Jonas and The Giver decide that it is time for the people to get back the memories that have been "kept in storage" all this time. They decide the best way to do this is for Jonas to leave the town and all the memories will be released back into the general populace (slight plot hole here 'cause it is never really explained how this works).  As he prepares to leave he learns that Gabriel is not making sufficient progress and will be Released the following morning.  Jonas takes Gabriel and leaves.  The escape seems to work and the search parties are soon called off, however the pair run out of food and start to freeze in the non temp controlled environment.  When he is about to give up Jonas recalls the memory of sunshine and makes on final push to get Gabriel to safety.  He come over a hill and hears music for the first time and comes to a village.  The ending is a bit ambiguous as he seems to be suffering from sever hypothermia.  The ending seems be open ended and the reader can decide if he made it to safety or froze to death with the happy memories keeping him warm.  Two more books and one more one the way are supposed to be sequels to this one and tell us more about the fate of these two and the shape the rest of the world is in, but more on that later.
Wow this post got super long, but I really really really love this book, the other books are ok, but this is the  
    one that really sticks in my head.  I love how at the start of the book everything seems great, they do not seem to be overly controlled, they seem to be allowed to make choices and experience happiness and disappointment.  It is not until later that you see the more insidious and frankly scary measures put into place to ensure this bland existence.  I think it brings up a ton of great questions to think about, like what are we willing to give up individually to keep the whole safe, how much is free will worth, how easy is it to take great ideals such as not judging people by their physical appearance and turn them into something quit monstrous.  This book is not perfect, the plausibility and mechanics are not all sound, but I still think the over all book is one everybody should read and discuss.

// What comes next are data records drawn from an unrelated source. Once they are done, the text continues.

PR #1001, opened 2023-03-23
[AzureAD] Fix broken HTML parser of AzureAD integration

kstkn:
JSON that is embedded in a script tag can have ";" inside which breaks the parser. This change doesn't make the parser cleaner but at least handles such cases properly

### DIFF
--- a/pkg/provider/aad/aad.go
+++ b/pkg/provider/aad/aad.go
@@ -15,6 +15,7 @@ import (
 	"github.com/PuerkitoBio/goquery"
 	"github.com/pkg/errors"
 	"github.com/sirupsen/logrus"
+
 	"github.com/versent/saml2aws/v2/pkg/cfg"
 	"github.com/versent/saml2aws/v2/pkg/creds"
 	"github.com/versent/saml2aws/v2/pkg/prompter"
@@ -670,8 +671,9 @@ func (ac *Client) getJsonFromConfig(resBodyStr string) string {
 	 * <script><![CDATA[  $Config=......; ]]>
 	 */
 	startIndex := strings.Index(resBodyStr, "$Config=") + 8
-	endIndex := startIndex + strings.Index(resBodyStr[startIndex:], ";")
-	return resBodyStr[startIndex:endIndex]
+	endIndex := startIndex + strings.Index(resBodyStr[startIndex:], "//]]>") - 1
+	untrimmedJsonStr := resBodyStr[startIndex:endIndex]
+	return untrimmedJsonStr[:strings.LastIndex(untrimmedJsonStr, "}")+1]
 }
 
 func (ac *Client) responseBodyAsString(body io.ReadCloser) (string, error) {
--- a/pkg/provider/aad/testdata/LoginEmbeddedJsonLineBreak.html
+++ b/pkg/provider/aad/testdata/LoginEmbeddedJsonLineBreak.html
@@ -1,0 +1,11 @@
+  <meta name="robots" content="none" />
+
+  <script type="text/javascript">//<![CDATA[
+  $Config={"name": "value&amp;with ampersand"};//]]></script>
+  <script type="text/javascript">//<![CDATA[
+
+  //]]>
+  </script>
+
+</body>
+</html>
--- a/pkg/provider/aad/aad_test.go
+++ b/pkg/provider/aad/aad_test.go
@@ -7,10 +7,12 @@ import (
 	"encoding/base64"
 	"encoding/hex"
 	"encoding/json"
+	"fmt"
 	"math"
 	mrand "math/rand"
 	"net/http"
 	"net/http/httptest"
+	"os"
 	"strconv"
 	"sync"
 	"testing"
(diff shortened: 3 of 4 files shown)


kstkn:
@christianmeyer thanks for seeing this. 
This fix is definitely not a long term solution but it at least resolves this edge case where for example some companies with names like "Something & something" are struggling right now :roll_eyes:

pkg/provider/aad/testdata/LoginEmbeddedJsonLineBreak.html
puellanivis, line 1: The names of these two test files seem to be backwards?

pkg/provider/aad/aad.go
```diff
@@ -670,8 +671,9 @@ func (ac *Client) getJsonFromConfig(resBodyStr string) string {
 	 * <script><![CDATA[  $Config=......; ]]>
 	 */
 	startIndex := strings.Index(resBodyStr, "$Config=") + 8
-	endIndex := startIndex + strings.Index(resBodyStr[startIndex:], ";")
-	return resBodyStr[startIndex:endIndex]
+	endIndex := startIndex + strings.Index(resBodyStr[startIndex:], "//]]>") - 1
+	untrimmedJsonStr := resBodyStr[startIndex:endIndex]
+	return untrimmedJsonStr[:strings.LastIndex(untrimmedJsonStr, "}")+1]
```
puellanivis, line 676: Why don’t we take advantage of the fact that a streaming JSON parser will return the first parsed JSON entity and ignore any additional data following it:
```
var msg json.RawMessage
_ = json.NewDecoder(strings.NewReader(resBodyStr[startIndex:])).Decode(&msg)
return string(msg)
```

Otherwise, the code as proposed could break if there are additional lines of javascript, e.g. `$Config={...}; if (false) {  alert("oh noes!") };` Best of all, _no more ad hoc self parsing_.

pkg/provider/aad/testdata/LoginEmbeddedJsonExtraJavascript.html
```diff
@@ -0,0 +1,12 @@
+  <meta name="robots" content="none" />
+
+  <script type="text/javascript">//<![CDATA[
+  $Config={"name": "value&amp;with ampersand"}; alert('oops');
```
puellanivis, line 4: Since your original design used `strings.IndexLast(config, "}")` it shouldn’t have broken on this. This is why I had the `if (false) { … }`, I had to have a `}` after the end of the JSON.

kstkn: true, this test is useless

christianmeyer:
@kstkn I was working on a similar approach and we both ended up with similar outcomes, I tried to eliminate the String position guess work overall ... but your solution looks simpler .. as long as the JsonParser can handle the overhead as you pass the overall HTML page from the start position.

Here's my version merged with your function refactoring (not yet fully tested) -- pick if you like
```
func (ac *Client) unmarshalEmbeddedJson(resBodyStr string, v any) error {
    /*
     * data is embedded in a javascript object
     * <script><![CDATA[  $Config=......; ]]>
     */
    var html *goquery.Document
    var err error
    html, err = goquery.NewDocumentFromReader(strings.NewReader(resBodyStr))
    if err != nil {
        return errors.Wrap(err, "error parsing HTML body for $Config JSON")
    }
    configJson := func(i int, s *goquery.Selection) bool {
        return strings.Contains(s.Text(), "$Config=")
    }
    configString := html.Find("script").FilterFunction(configJson).First().Text()
    if len(strings.TrimSpace(configString)) > 0 {
        configString = strings.TrimPrefix(strings.TrimSpace(configString), "//<![CDATA[")
        configString = strings.TrimSuffix(strings.TrimSpace(configString), "//]]>")
        configString = strings.TrimPrefix(strings.TrimSpace(configString), "$Config=")
        configString = strings.TrimSuffix(strings.TrimSpace(configString), ";")
        return json.NewDecoder(strings.NewReader(strings.TrimSpace(configString))).Decode(&v)
    } else {
        return fmt.Errorf("unable to decode $Config JSON")
    }
}
```

kstkn:
I personally think the outweighing advantage of `json.NewDecoder` over `Unmarshal` is that it will decode first JSON-encoded value which makes this otherwise crufty solution somewhat more robust. And having in mind that this eventually can break again, leaving this as simple as possible will be the most optimal.

mapkon:
> @christianmeyer now we actually made it better (even though we're still extracting a JSON from HTML page 😬 ) @mapkon could you please consider merging this and releasing a patch version

Sure thing buddy! I will take a look and circle the wagons

danishnawab:
@mapkon when do you plan to release this?

mapkon:
> @mapkon when do you plan to release this?

We are organizing a test of the current codebase. Please see here: https://github.com/Versent/saml2aws/pull/1029#issuecomment-1533924283

If you can spend sometime to test out the current master and ascertain release readiness, I will appreciate

PR #992, opened 2023-03-18
Add browser test

gliptak:
#937 

Had to switch to `ubuntu-18.04` as `github.com/playwright-community/playwright-go/cmd/playwright` fails to install on `20.04+`

https://github.com/playwright-community/playwright-go/issues/330
https://github.com/playwright-community/playwright-go/issues/335

relatedly https://github.com/microsoft/?q=playwright&type=all&language=&sort= seems to have more current `playwright` repos except Golang https://github.com/microsoft/playwright/issues/6856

What would you give up to ensure your family, community was safe and happy?  What is the line between ideals and oppression?    Did you actually read this whole post?  If you did you should reward yourself with a big gooey chocolate chip cookie!

Thursday, May 17, 2012

I Just Can't Quit You

I've noticed something about my reading habits, no matter how many new books are in my stack, and no matter how excited I am to read them...I will abandon them all in favor of an old favorite.  Anybody who follows my little "what I'm reading now list" probably will always see at least one re-read in there.  Now since I read multiple books at once I am still reading more new books then I am re-reading old ones, but still.  I'm not sure why I re-read so many of my books, I know a lot of people who read a book once and then give it away, in fact people are trying to get me to donate my books all of the time.  I have absolutely nothing against the idea, in fact if you are not a book re-reader I would strongly encourage you to share with anybody and everybody, but I actually do re-read almost all of my books at some point.  I notice if I read a book I don't particularly like,or I thought 
could have been better, I will re-read a book in that genre I know is good to balance it out, or if a new book in  series comes out and it's been a while since I've read the earlier ones I will usually re-read those (I'm looking at you Eragon). Others like Pride and Prejudice are seasonal favorites that must be read per tradition...just like having turkey at Thanksgiving, you have it every year and love it every time.  Some books like The Chronicles of Narnia or Little House On the Prairie are comfort books, just like eating a big bowl of gooey mac and cheese, it just makes you feel good. In the end I guess a new book is like going to a club, you check out the cool cover, hear good things about it, you're anxious to make a new friend and really hope you like it, but there is still the risk of the unknown, will this be a drunken one night stand you regret in the morning and hope nobody ever see's it on your book shelf? Will you 
   have to force yourself through the book only to spare its feelings?  Or will it become one of your beloved friends destined to be re-read even when you have new books waiting?  And that my friends is the appeal of a book you already know, it is like hanging out with a good friend, sure you will probably talk about the same things over and over again, and you know what their reaction to everything is, but you love them for it and that is why you will always go back.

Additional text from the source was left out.